**Instructions for the task**
Retype verbatim the lines of the listing, from the very first through the line with "were caused by".

------------

PR #874, opened 2019-06-18
Log only to info on 402 errors from Stripe

### LINKED ISSUE #869: Feature request: Downgrade log level for `card_error`s
Following up on #813, we've noticed error level logging for error responses of type `card_error`.

My understanding is that these errors require user input to resolve them, so they are normal processing and not possible to resolve with backend code.

Is this log level intentional, or would it make sense to downgrade these types of error logs?

brandur:
As discussed in #869, breaks apart how Stripe errors are logged so that
status 402 errors go to info instead of error. This is meant to signal
that those errors are probably prompted by user data (as opposed to
sending invalid parameters or something), and handling them differently
allows integrations to avoid filling their error logs with messages that
they can't really prevent.

Fixes #869.

r? @ob-stripe
cc @stripe/api-libraries

### DIFF
--- a/stripe.go
+++ b/stripe.go
@@ -486,7 +486,25 @@ func (s *BackendImplementation) ResponseToError(res *http.Response, resBody []by
 	}
 	raw.E.Err = typedError
 
-	s.LeveledLogger.Errorf("Error encountered from Stripe: %v", raw.E.Error)
+	// The Stripe API makes a distinction between errors that were caused by
+	// invalid parameters or something else versus those that occurred
+	// *despite* valid parameters, the latter coming back with status 402.
+	//
+	// On a 402, log to info so as to not make an integration's log noisy with
+	// error messages that they don't have much control over.
+	//
+	// Note I use the constant 402 here instead of an `http.Status*` constant
+	// because technically 402 is "Payment required". The Stripe API doesn't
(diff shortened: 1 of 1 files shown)


brandur-stripe:
Thanks OB!

stripe.go
```diff
@@ -486,7 +486,25 @@ func (s *BackendImplementation) ResponseToError(res *http.Response, resBody []by
...
+	//
+	// On a 402, log to info so as to not make an integration's log noisy with
+	// error messages that they don't have much control over.
+	//
+	// Note I use the constant 402 here instead of an `http.Status*` constant
+	// because technically 402 is "Payment required". The Stripe API doesn't
+	// comply to the letter of the specification and uses it in a broader
+	// sense.
+	if res.StatusCode == 402 {
+		s.LeveledLogger.Infof("User-compelled request error from Stripe: %v",
```
mickeyreiss: I find the wording here a bit confusing. Maybe a standard format could help, along the lines of:

    “Stripe request GET /blah returned 402 User Error: Invalid Card Expiration”

With method, path, status, status text and error message being placeholders?

mickeyreiss:
LGTM otherwise, solving the problem from the issue!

------------

**Response to the task**
PR #874, opened 2019-06-18
Log only to info on 402 errors from Stripe

### LINKED ISSUE #869: Feature request: Downgrade log level for `card_error`s
Following up on #813, we've noticed error level logging for error responses of type `card_error`.

My understanding is that these errors require user input to resolve them, so they are normal processing and not possible to resolve with backend code.

Is this log level intentional, or would it make sense to downgrade these types of error logs?

brandur:
As discussed in #869, breaks apart how Stripe errors are logged so that
status 402 errors go to info instead of error. This is meant to signal
that those errors are probably prompted by user data (as opposed to
sending invalid parameters or something), and handling them differently
allows integrations to avoid filling their error logs with messages that
they can't really prevent.

Fixes #869.

r? @ob-stripe
cc @stripe/api-libraries

### DIFF
--- a/stripe.go
+++ b/stripe.go
@@ -486,7 +486,25 @@ func (s *BackendImplementation) ResponseToError(res *http.Response, resBody []by
 	}
 	raw.E.Err = typedError
 
-	s.LeveledLogger.Errorf("Error encountered from Stripe: %v", raw.E.Error)
+	// The Stripe API makes a distinction between errors that were caused by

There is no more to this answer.